顔に張り付いた髪の毛がやけに鬱陶しく感じた。

「はぁ…はぁ…つ、るぎ…」

明らかに運動向きではないタキシードに身を包んでいたのであっという間に息が上がってしまった。
雨に打たれてタキシードが水を吸って重くなってしまったというのもある。

「なんですか?」
「どうして…?」
「言ったでしょう?たとえ何があってもオレはアナタを手放しませんよって」

いたずらが成功した子供の様に、ニッと笑った。

「そんな…」
「嫌でした?」
「わから、ない…」

剣城と一生一緒にいられるならそれ以上のことはない。

でも、彼女の笑顔が脳裏から離れなかった。
あのような形で婚約を破棄してしまった神童財閥だってこれからどうなってしまうかわからない。
これでは恩を仇で返したようなものだ。

彼女が、神童家が嫌いなわけではなかったのだ。
どちらもオレにとっては大切なものであることは変わりない。

「まぁ、アナタがなんて言おうと関係ありません。オレがアナタを手放したくないから連れ出した。それだけです。アナタが気に病むことなんてひとつもないです」

自分勝手な言葉だけど、それは全部優しさの裏返しだということに嫌でも気付いてしまった。
オレが考えてることすべてを剣城はわかっていた。その上でオレを連れ去ったのだ。

途端に、堪えてた涙が押し寄せてくる。
もう我慢できそうになかった。すべてを剣城に預けてしまいたかった。

「…ふっ…くぅ…」

慌てるわけでもなく剣城はそっとオレを抱きしめた。

「それでも、もし、アナタがあの場に戻してほしいというならオレは潔く手放します。でも一分でも迷いがあるなら絶対に放しません」
「でもっ、オレにはっ…もう何もない…」

家を捨ててしまったオレには何も残ってなんかいなかった。

「アナタ、がいるじゃないですか。それ以上に何が必要なんです?」
「…ひっく…つ、るっぎぃ…」

とめどなくこぼれる涙をひとつひとつ剣城の舌が掬ってくれた。

「愛してる、拓人。これから一緒に逃げよう」

その問いにオレは迷いなく頷いた。










梅雨の季節が来る度、あの時のことを思い出す。

あの日、オレは神童の名を捨てた。だからと言って剣城拓人と名乗ってるわけじゃないけど、便宜上はそういった方がいいのかもしれない。

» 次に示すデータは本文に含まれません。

PR #186, opened 2020-04-18
Issue #176 decorators

Guergeiro:
My take on the whole TypeScript decorators. I couldn't get it to work with the existing `Drash.Http.Middleware` class... I went around the issue and used kinda the ExpressJS way.

```typescript
// Simple example

import { Drash } from "../deno-drash/mod.ts";
import { runMiddleware } from "../deno-drash/src/http/middleware.ts";

function LogMiddleware(req: any, server: Drash.Http.Server, response: Drash.Http.Response) {
    // User can access all this
    response.body = "123";
}

    static paths = ["/"];
    @runMiddleware({ before_request: [LogMiddleware] })
    public GET() {
        console.log("GET / Called");
        return this.response;
    }
}

    address: "localhost:1447",
    response_output: "text/html",
    resources: [HomeResource],
});
server.run();
```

京介と一緒に逃げることを決めた後は、驚くほどにことはあっさり進んだ。
京介曰く、いつかこんな日が来ることは予想できたからいろいろと手配をしていたのだという。

たとえば今住んでいる家も京介の古い知人から譲り受けたらしい。
日本の首都からだいぶ離れて、それでも生活に不便するようなところではない。
最近は落ち着いてきたので親しい友人には近況を伝えるようにした。


オレ達の駆け落ち騒動も当時はすごくニュースで取り上げられたけど、それもその時だけ。
幸い京介の顔は割れなかったらしく、この見ず知らずの土地ではオレ達の正体がばれる様なこともなさそうだ。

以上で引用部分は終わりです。